Re: [v4 PATCH] mm: thp: handle page cache THP correctly in PageTransCompoundMap

Yang Shi <yang.shi@xxxxxxxxxxxxxxxxx> · Thu, 24 Oct 2019 09:33:11 -0700

On 10/24/19 6:55 AM, Matthew Wilcox wrote:
On Thu, Oct 24, 2019 at 05:19:35AM +0800, Yang Shi wrote:
We have usecase to use tmpfs as QEMU memory backend and we would like to
take the advantage of THP as well.  But, our test shows the EPT is not
PMD mapped even though the underlying THP are PMD mapped on host.
The number showed by /sys/kernel/debug/kvm/largepage is much less than
the number of PMD mapped shmem pages as the below:

7f2778200000-7f2878200000 rw-s 00000000 00:14 262232 /dev/shm/qemu_back_mem.mem.Hz2hSf (deleted)
Size:            4194304 kB
[snip]
AnonHugePages:         0 kB
ShmemPmdMapped:   579584 kB
[snip]
Locked:                0 kB

cat /sys/kernel/debug/kvm/largepages
12

And some benchmarks do worse than with anonymous THPs.

By digging into the code we figured out that commit 127393fbe597 ("mm:
thp: kvm: fix memory corruption in KVM with THP enabled") checks if
there is a single PTE mapping on the page for anonymous THP when
setting up EPT map.  But, the _mapcount < 0 check doesn't fit to page
cache THP since every subpage of page cache THP would get _mapcount
inc'ed once it is PMD mapped, so PageTransCompoundMap() always returns
false for page cache THP.  This would prevent KVM from setting up PMD
mapped EPT entry.

So we need handle page cache THP correctly.  However, when page cache
THP's PMD gets split, kernel just remove the map instead of setting up
PTE map like what anonymous THP does.  Before KVM calls get_user_pages()
the subpages may get PTE mapped even though it is still a THP since the
page cache THP may be mapped by other processes at the mean time.

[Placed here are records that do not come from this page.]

PR #418, opened 2020-12-03
updates links to correct "production"-branch

frusznyak:
GitHub is (rightfully) discouraging the use of the Term `master`, this repo no longer uses them anyway, so we can change some links to the correct `production` branch without loosing anything

### DIFF
--- a/products/docs-engine/src/content/index.md
+++ b/products/docs-engine/src/content/index.md
@@ -25,16 +25,16 @@ It’s __open-source__ and [available on GitHub](https://github.com/cloudflare/c
 
 <TableWrap>
 
-| Docs site                                                             | GitHub                                                                                                                        |
-|-----------------------------------------------------------------------|-------------------------------------------------------------------------------------------------------------------------------|
-| [Minimal example](https://docs-engine-example.adam.workers.dev)       | [@adamschwartz/docs-engine-example](https://github.com/adamschwartz/docs-engine-example)                                      |
-| [Docs Engine](https://docs-engine-docs.adam.workers.dev) — This site. | [@cloudflare/cloudflare-docs/.../docs-engine](https://github.com/cloudflare/cloudflare-docs/tree/master/products/docs-engine) |
-| [Access](https://developers.cloudflare.com/access)                    | [@cloudflare/cloudflare-docs/.../access](https://github.com/cloudflare/cloudflare-docs/tree/master/products/access)           |
-| [Images](https://developers.cloudflare.com/images)                    | [@cloudflare/cloudflare-docs/.../images](https://github.com/cloudflare/cloudflare-docs/tree/master/products/images)           |
-| [Stream](https://developers.cloudflare.com/stream)                    | [@cloudflare/cloudflare-docs/.../stream](https://github.com/cloudflare/cloudflare-docs/tree/master/products/stream)           |
-| [Terraform](https://developers.cloudflare.com/terraform)              | [@cloudflare/cloudflare-docs/.../terraform](https://github.com/cloudflare/cloudflare-docs/tree/master/products/terraform)     |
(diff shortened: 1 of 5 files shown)


products/docs-engine/src/content/reference/configuration.md
```diff
@@ -118,7 +118,7 @@ module.exports = {
 
 --------------------------------
 
-Here’s the `docs-config.js` file for [these docs](https://github.com/cloudflare/cloudflare-docs/tree/master/products/docs-engine):
+Here’s the `docs-config.js` file for [these docs](https://github.com/cloudflare/cloudflare-docs/production/master/products/docs-engine):
```
adamschwartz: Looks like you changed `tree` here by accident (should be `tree/production/...`).

products/docs-engine/src/content/index.md
```diff
@@ -28,12 +28,12 @@ It’s __open-source__ and [available on GitHub](https://github.com/cloudflare/c
...
+| [Access](https://developers.cloudflare.com/access)                    | [@cloudflare/cloudflare-docs/.../access](https://github.com/cloudflare/cloudflare-docs/tree/production/products/access)           |
+| [Images](https://developers.cloudflare.com/images)                    | [@cloudflare/cloudflare-docs/.../images](https://github.com/cloudflare/cloudflare-docs/tree/production/products/images)           |
+| [Stream](https://developers.cloudflare.com/stream)                    | [@cloudflare/cloudflare-docs/.../stream](https://github.com/cloudflare/cloudflare-docs/tree/production/products/stream)           |
+| [Terraform](https://developers.cloudflare.com/terraform)              | [@cloudflare/cloudflare-docs/.../terraform](https://github.com/cloudflare/cloudflare-docs/tree/production/products/terraform)     |
+| [Workers](https://developers.cloudflare.com/workers)                  | [@cloudflare/cloudflare-docs/.../workers](https://github.com/cloudflare/cloudflare-docs/tree/production/products/workers)         |
```
adamschwartz: Please clean up the table spacing here to accommodate the change.

adamschwartz (changes requested):
Thanks for doing this! Please correct the issues below.

products/docs-engine/src/content/reference/configuration.md
frusznyak: Absolutely right, sorry for that oversight!

products/docs-engine/src/content/index.md
frusznyak: fixed! 🙂

frusznyak:
Thanks for the fast review!

Additionally one could also argue, that the automatically generated "Edit on GitHub" link should/could also be updated, see the [corresponding line](https://github.com/cloudflare/cloudflare-docs-engine/blob/64ac0c5fa58c4a33b1b29ec830c7824accee131e/src/components/docs-footer.js#L15), but i cannot judge if that is a worthwhile endeavour since an additional variable (e.g. `${contentRepoBranch}`) would likely have to be introduced to the docs and docs-engine.
This is currently not a real issue (since `master` links will [automatically redirect](https://github.com/github/renaming#whats-already-changed) to the default branch) but any additional legacy-redirect that can be eliminated is a good reason to go the extra mile.
If you find this to be of value, i'd love to provide a PR for that as well.

adamschwartz:
@frusznyak It’s a great point. Funny you should mention too because @adaptive just submitted a PR for this a few days ago: https://github.com/cloudflare/cloudflare-docs-engine/pull/308.

The reason I haven’t merged it yet is precisely for the point you mentioned. I’d like to tweak the PR to introduce a configuration for docs config, so I’d like to take the time to think that through and document it properly. Perhaps it can default to `main` (see https://github.com/github/renaming) if not specified in `docs-config.js`.

adamschwartz (approved):

PR #423, opened 2020-12-04
[Teams] add one-tutorials component

abracchi-tw:
@adamschwartz I added a new component to `cloudflare-one` (`one-tutorials.js`). 
Had to tweak `gatsby-node.js` to add a field ( `category: String` ) to `type Frontmatter`. Everything works locally, but of course this change is outside `src/content` so it doesn't show up when I commit/push. Something might break?

### DIFF
--- a/products/cloudflare-one/src/content/components/code-block.js
+++ b/products/cloudflare-one/src/content/components/code-block.js
@@ -1,0 +1,121 @@
+import React from "react"
+
+import * as frontMatterParser from "gray-matter"
+
+import Highlight, { defaultProps } from "prism-react-renderer"
+
+import { languageMappings, prismLanguages, transformToken } from "./custom-syntax-highlighting"
+
+// Additional language support (See https://git.io/JJuZX)
+import Prism from "prism-react-renderer/prism"
+(typeof global !== "undefined" ? global : window).Prism = Prism
+require("prismjs/components/prism-toml")
+require("prismjs/components/prism-rust")
+Prism.languages.sh = prismLanguages.sh
+
+const codeBlockClassName = theme => {
+  const themeClassName = theme === "dark" ? "" : " CodeBlock-is-light-in-light-theme"
+  return `CodeBlock CodeBlock-with-rows CodeBlock-scrolls-horizontally${themeClassName}`
+}
+
+const addNewlineToEmptyLine = line => {
+  if (line && line.length === 1 && line[0].empty) {
+    // Improves copy/paste behavior
+    line[0].content = "\n"
+  }
+
+  return line
+}
+
+const CodeBlock = props => {
+  const { className, children } = props.children.props
+
+  if (props.className) {
+    return (<pre {...props}/>)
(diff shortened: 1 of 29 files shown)


TownLake (approved):

TownLake (approved):

products/cloudflare-one/src/content/components/code-block.js
```diff
@@ -0,0 +1,121 @@
...
+              </span>
+            </span>
+          </code>
+        </pre>
+      )}
+    </Highlight>
+  )
+}
+
+export default CodeBlock
```
adamschwartz, line 121: Why is this file being included? It would be better to import it from https://github.com/cloudflare/cloudflare-docs-engine/blob/master/src/components/mdx/code-block.js if possible so we’re not duplicating code.

products/cloudflare-one/src/content/components/one-tutorials.js
```diff
@@ -0,0 +1,116 @@
...
+            </div>
+            <div className="OneTutorials--column" data-column="category">{tutorial.category}</div>
+          </div>
+        ))}
+      </div>
+    </div>
+  )
+}
+
+export default OneTutorials
```
adamschwartz, line 116: Rather than build a custom component for Cloudflare One tutorials, I think we would be better off making `category` option for any tutorials list, building that into https://github.com/cloudflare/cloudflare-docs-engine/blob/master/src/components/docs-tutorials.js so that it’s reusable by Workers and One and more products over time. I can help with this next week. (This will also address the `gatsby-node.js` issue you mentioned by the way.)

adamschwartz (changes requested):
Thanks @abracchi-tw for putting this together! I’m really excited to see this when it’s done.

Please see my comments below.

I can help refactor this to make use of the engine’s `docs-tutorials.js` directly, augmenting that component with additional optional table columns as needed for Cloudflare One.

products/cloudflare-one/src/content/components/one-tutorials.js
adamschwartz: `category` was the only addition I spotted, but please let me know what else you’d like added.

products/cloudflare-one/src/content/components/code-block.js
abracchi-tw: yeah, I think I left it there by mistake, no point in duplicating it

products/cloudflare-one/src/content/components/one-tutorials.js
abracchi-tw: @adamschwartz thanks for your input! sure, let's build `category` into `docs-tutorials.js`. I just have a question so that I know what to do moving forward: when do you think it makes sense to add custom components to `src/content/components` and when should we think cross-product instead? personally, I'm all for adding new components to a centralized place, so that all products can use them when needed (I just don't think I know how to do that, but that's another story :D)

PR #428, opened 2020-12-04
Update publish-durable-object comment about chicken-and-egg problem

a-robinson:
Now that you can actually create a durable object namespace without a
script assigned to it. I'm not bothering to modify the code, though,
since we still need 3 requests either way and it would make updating an
existing Worker using the script slightly more difficult.

Also fix a minor typo while I'm here.

@greg-mckeon @bretthoerner


bretthoerner (approved):

a-robinson:
@greg-mckeon I don't have merge permissions here, so can you merge it when you get a chance?

greg-mckeon (approved):

PR #440, opened 2020-12-07
WAF announcement 2020-12-07

ggaborCF:


helloandre (approved):

products/waf/src/content/change-log/scheduled-changes.md
```diff
@@ -32,5 +32,40 @@ order: 1
         </tr>
     </thead>
     <tbody>
+        <tr>
```
migueldemoura, line 35: There should only be one `<tr>` here, you can preview this to see how it looks.

PR #442, opened 2020-12-07
[1.1.1.1] Fix cloudflared proxy-dns system service instructions

Lekensteyn:
`cloudflared service install` does not work on Linux (TUN-3520) when
trying to configure a proxy-dns service. Aside from that, the extra
auto-updater service installed by that command might not be desirable
either. Suggest the installation of an unprivileged systemd service with
the correct dependencies to ensure that it starts as early as possible
to avoid DNS resolution failures, or fallback to other nameservers in
/etc/resolv.conf.

Also suggest modifying `/etc/resolv.conf`, that should almost always
work. Specific Linux distributions can provide instructions for their
platforms.

### DIFF
--- a/products/1.1.1.1/README.md
+++ b/products/1.1.1.1/README.md
@@ -2,4 +2,4 @@
 
 [View docs →](https://developers.cloudflare.com/1.1.1.1)
 
-[Read contributor guidelines →](https://developers.cloudflare.com/docs-engine/contributing/content-framework)
+[Read contributor guidelines →](https://developers.cloudflare.com/docs-engine/contributing/content)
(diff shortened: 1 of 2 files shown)


tanyav2 (commented):
What behavior is expected if DoH queries are failing? You can check this by stopping `cloudflared` and then sending `dig` requests to @127.0.0.1. On my computer, the requests still go through. (This is with the default port)

Lekensteyn:
> What behavior is expected if DoH queries are failing? You can check this by stopping `cloudflared` and then sending `dig` requests to @127.0.0.1. On my computer, the requests still go through. (This is with the default port)

There are several reasons why `dig @127.0.0.1 example.com` succeeds even when `cloudflared proxy-dns` is not running:

- Another service is already running on the same port, check with `sudo ss -tlpn | grep :53`
- A firewall rule is installed to forward to another local service, check with `sudo iptables -t nat -vnL`, look REDIRECT rules. These could have been added by some (VPN) software that try to avoid "DNS leaks" by redirecting all outgoing DNS traffic to a single service.

abracchi-tw (approved):

PR #443, opened 2020-12-07
Add Sunder Cloudflare Workers starter template

gzuidhof:
Hi Cloudflare 👋 

This PR adds a non-barebones starter template for Cloudflare workers using modern tech.  

I created it mostly to scratch my own itch as setting up a Workers project that goes beyond hello world and is actually test-friendly gets tiring after 5 times :). I think others will also benefit from this.

Here's an [**example deployment**](https://sunder-starter.sunderjs.com/).

### DIFF
--- a/products/workers/src/content/starters/index.md
+++ b/products/workers/src/content/starters/index.md
@@ -56,6 +56,12 @@ $ wrangler generate <new-project-name> <github-repo-url>
 />
 
 <WorkerStarter
+  title="Sunder Starter (Typescript)"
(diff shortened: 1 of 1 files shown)


kristianfreeman:
this is neat! tbh we get less of these submissions than you might think - i'm inclined to merge and then if we continue to get more community-contributed stuff, we can reconsider how/where to show this on the page. cc @rita3ko

gzuidhof:
Sounds good to me :)

kristianfreeman:
@gzuidhof would you mind rebasing this PR, we should merge this!

PR #460, opened 2020-12-09
Fix spelling

jbampton:


adamschwartz (approved):
Thank you!!! @jbampton These updates are always so appreciated.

Checking its _mapcount and whether the THP has PTE mapped or not.
Although this may report some false negative cases (PTE mapped by other
processes), it looks not trivial to make this accurate.
I don't understand why you care how it's mapped into userspace.  If there
is a PMD-sized page in the page cache, then you can use a PMD mapping
in the EPT tables to map it.  Why would another process having a PTE
mapping on the page cause you to not use a PMD mapping?

We don't care if the THP is PTE mapped by other process, but either 
PageDoubleMap flag or _mapcount/compound_mapcount can't tell us if the 
PTE map comes from the current process or other process unless gup could 
return pmd's status.

I think the commit 127393fbe597 ("mm: thp: kvm: fix memory corruption in 
KVM with THP enabled") elaborates the trade-off clearly (not full commit 
log, just paste the most related part):

   Ideally instead of the page->_mapcount < 1 check, get_user_pages()
    should return the granularity of the "page" mapping in the "mm" passed
    to get_user_pages().  However it's non trivial change to pass the "pmd"
    status belonging to the "mm" walked by get_user_pages up the stack (up
    to the caller of get_user_pages).  So the fix just checks if there is
    not a single pte mapping on the page returned by get_user_pages, and in
    turn if the caller can assume that the whole compound page is mapped in
    the current "mm" (in a pmd_trans_huge()).  In such case the entire
    compound page is safe to map into the secondary MMU without additional
    get_user_pages() calls on the surrounding tail/head pages.  In addition
    of being faster, not having to run other get_user_pages() calls also
    reduces the memory footprint of the secondary MMU fault in case the pmd
    split happened as result of memory pressure.